17
September
2014
|
20:06
Europe/Amsterdam

New exhibit reveals dinosaur discoveries

The province is a vibrant hub of international dinosaur research, and the U of A is at the core of the hub.
Phil Currie

Discovering Dinosaurs tells the tale of Alberta’s prehistoric past through the latest research by world-leading paleontologists.

By JENNIFER PASCOE

(Edmonton) Few topics capture our collective imagination more than dinosaurs. And few places on Earth can match Alberta’s wealth of dinosaur fossils. Now, an exhibition of discoveries by University of Alberta researchers is shedding new light on the province’s prehistoric past.

Discovering Dinosaurs reveals the story of Alberta as it existed some 65 million years ago, in the late Cretaceous Period when the three-horned Triceratops, the armour-plated Ankylosaurus and the fearsome T. Rex ruled the land, and the 18-metre-long Mosasaurus was the top predator of the seas.

“We are providing our community with the opportunity to meet the current generation of U of A researchers who are changing our understanding of dinosaurs and their lost world,” says Janine Andrews, executive director of U of A Museums. “People can see more than 250 jaw-dropping specimens in one location—most of which have never before been publicly exhibited.”

Revealing the research behind the bones

The exhibit draws on the U of A’s pre-eminent dinosaur research program and collections, led by the world-renowned Philip Currie, Canada Research Chair in Dinosaur Paleobiology and curator of dinosaurs at the U of A.

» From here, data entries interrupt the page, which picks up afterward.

PR #130, opened 2021-11-30
 Run end-to-end tests daily basis.

### LINKED ISSUE #129: Run Policy Server end-to-end tests every day

jvanz:
Adds a new Github workflow to run the Kubewarden end-to-end test every day.

Closes #129

### DIFF
--- a/.github/workflows/container-build.yml
+++ b/.github/workflows/container-build.yml
@@ -1,0 +1,16 @@
+name: Build container image every change.
+
+on:
+  push:
+    branches:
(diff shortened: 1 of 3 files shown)


flavio:
Do we need that in two places (policy-server and kubewarden)? Can't we simply run it only in one place?

jvanz:
> Do we need that in two places (policy-server and kubewarden)? Can't we simply run it only in one place?

For now yes. Because we are not running it in the release process.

“Few people are aware of how many exciting dinosaur discoveries are made in the field and the laboratory in Alberta every year,” Currie says. “The province is a vibrant hub of international dinosaur research, and the U of A is at the core of the hub.”

Currie notes that although most paleontologists prefer to study the real skeletons, their studies encompass everything from microscopic sections of bones to full skeletons, as well as indirect techniques like computer modelling to better understand how dinosaurs moved.

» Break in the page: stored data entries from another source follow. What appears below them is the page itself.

PR #131, opened 2021-12-01
replace openssl with rustls

ereslibre:


Cargo.toml
```diff
@@ -11,25 +11,25 @@ edition = "2018"
 anyhow = "1.0"
 async-stream = "0.3.0"
 itertools = "0.10.1"
-policy-evaluator = { git = "https://github.com/kubewarden/policy-evaluator", tag = "v0.2.4" }
-policy-fetcher = { git = "https://github.com/kubewarden/policy-fetcher", tag = "v0.1.19" }
+policy-evaluator = { git = "https://github.com/ereslibre/policy-evaluator", branch = "rustls-tls" }
+policy-fetcher = { git = "https://github.com/ereslibre/policy-fetcher", branch = "rustls-tls" }
```
jvanz, line 15: Do not we need to update the dependencies to the `kubewarden` org again? ;)

ereslibre: Yes, this is temporary, so it's easy to test and it can run on CI until the PR's over there merge.

flavio (approved):
LGTM, thanks for having done this change!

Dockerfile
```diff
@@ -32,12 +26,9 @@ LABEL org.opencontainers.image.source https://github.com/kubewarden/policy-serve
 
 USER root
 
-COPY --from=sle /etc/passwd /etc/passwd
-COPY --from=sle /*.rpm /
+COPY --from=builder /etc/passwd /etc/passwd
```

“These are exciting times indeed for paleontologists.”

In addition to the exhibition, Discovering Dinosaurs features presentations by Currie along with a series of speakers including Michael Caldwell, mosasaur expert and chair of the Department of Biological Sciences at the U of A; Clive Coy, chief technician and fossil preparator in the university’s Laboratory for Vertebrate Paleontology, and recent and current PhD students Victoria Arbour and Scott Persons, who are both releasing research results this fall.

“It’s a thrill to have our recent discoveries highlighted,” says Persons, a PhD candidate working on evolutionary arms races among dinosaurs. “This gives people a chance to get to know Alberta dinosaurs on an intimate level, to learn about them like real animals, not just a monster parade.

“Some of our discoveries won’t even be published in the scientific journals until late October, so the exhibition really is on the cutting edge of dinosaur science.”

The exhibition also features curriculum-based programs for K–12 schools, family activities and a film screening at the Metro Cinema.

Discovering Dinosaurs runs Sept. 18 until Jan. 31, 2015, at the U of A Museums’ Enterprise Square Galleries (10230 Jasper Ave).